TASK OBJECTIVE: Output the following data exactly.

(THE DATA begins)

PR #272, opened 2024-08-19
fix(beam): properly re-center HA grid after unwrapping long transits

sareda26:
Fixes an issue where the HA coordinate of very long transits (~180 degrees) would not be properly re-centered about HA=0, causing the holography regridder (`ch_pipeline.analysis.beam.TransitRegridder`) to silently fail, returning a stream of 0s in the output. See the attached plot for an example of the old and new behavior for a long transit of Tau A (RA ~ 83) which wraps at 360 degrees. 

image

### DIFF
--- a/ch_pipeline/analysis/beam.py
+++ b/ch_pipeline/analysis/beam.py
@@ -1278,9 +1278,9 @@ def unwrap_lha(lsa, src_ra):
     lsa += start_lsa
     # subtract source RA
     return np.where(
-        np.abs(lsa - src_ra) < np.abs(lsa - src_ra + 360.0),
+        np.abs(lsa - src_ra) < np.abs(lsa - (src_ra + 360.0)),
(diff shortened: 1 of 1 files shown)


ch_pipeline/analysis/beam.py
```diff
@@ -1278,9 +1278,9 @@ def unwrap_lha(lsa, src_ra):
     lsa += start_lsa
     # subtract source RA
     return np.where(
-        np.abs(lsa - src_ra) < np.abs(lsa - src_ra + 360.0),
+        np.abs(lsa - src_ra) < np.abs(lsa - (src_ra + 360.0)),
```
ljgray, line 1281: I don't think that the brackets here are actually necessary

ljgray (approved):

ssiegelx (approved):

(THE DATA ends)

COMPLETED TASK:
PR #272, opened 2024-08-19
fix(beam): properly re-center HA grid after unwrapping long transits

sareda26:
Fixes an issue where the HA coordinate of very long transits (~180 degrees) would not be properly re-centered about HA=0, causing the holography regridder (`ch_pipeline.analysis.beam.TransitRegridder`) to silently fail, returning a stream of 0s in the output. See the attached plot for an example of the old and new behavior for a long transit of Tau A (RA ~ 83) which wraps at 360 degrees. 

image

### DIFF
--- a/ch_pipeline/analysis/beam.py
+++ b/ch_pipeline/analysis/beam.py
@@ -1278,9 +1278,9 @@ def unwrap_lha(lsa, src_ra):
     lsa += start_lsa
     # subtract source RA
     return np.where(
-        np.abs(lsa - src_ra) < np.abs(lsa - src_ra + 360.0),
+        np.abs(lsa - src_ra) < np.abs(lsa - (src_ra + 360.0)),
(diff shortened: 1 of 1 files shown)


ch_pipeline/analysis/beam.py
```diff
@@ -1278,9 +1278,9 @@ def unwrap_lha(lsa, src_ra):
     lsa += start_lsa
     # subtract source RA
     return np.where(
-        np.abs(lsa - src_ra) < np.abs(lsa - src_ra + 360.0),
+        np.abs(lsa - src_ra) < np.abs(lsa - (src_ra + 360.0)),
```
ljgray, line 1281: I don't think that the brackets here are actually necessary

ljgray (approved):

ssiegelx (approved):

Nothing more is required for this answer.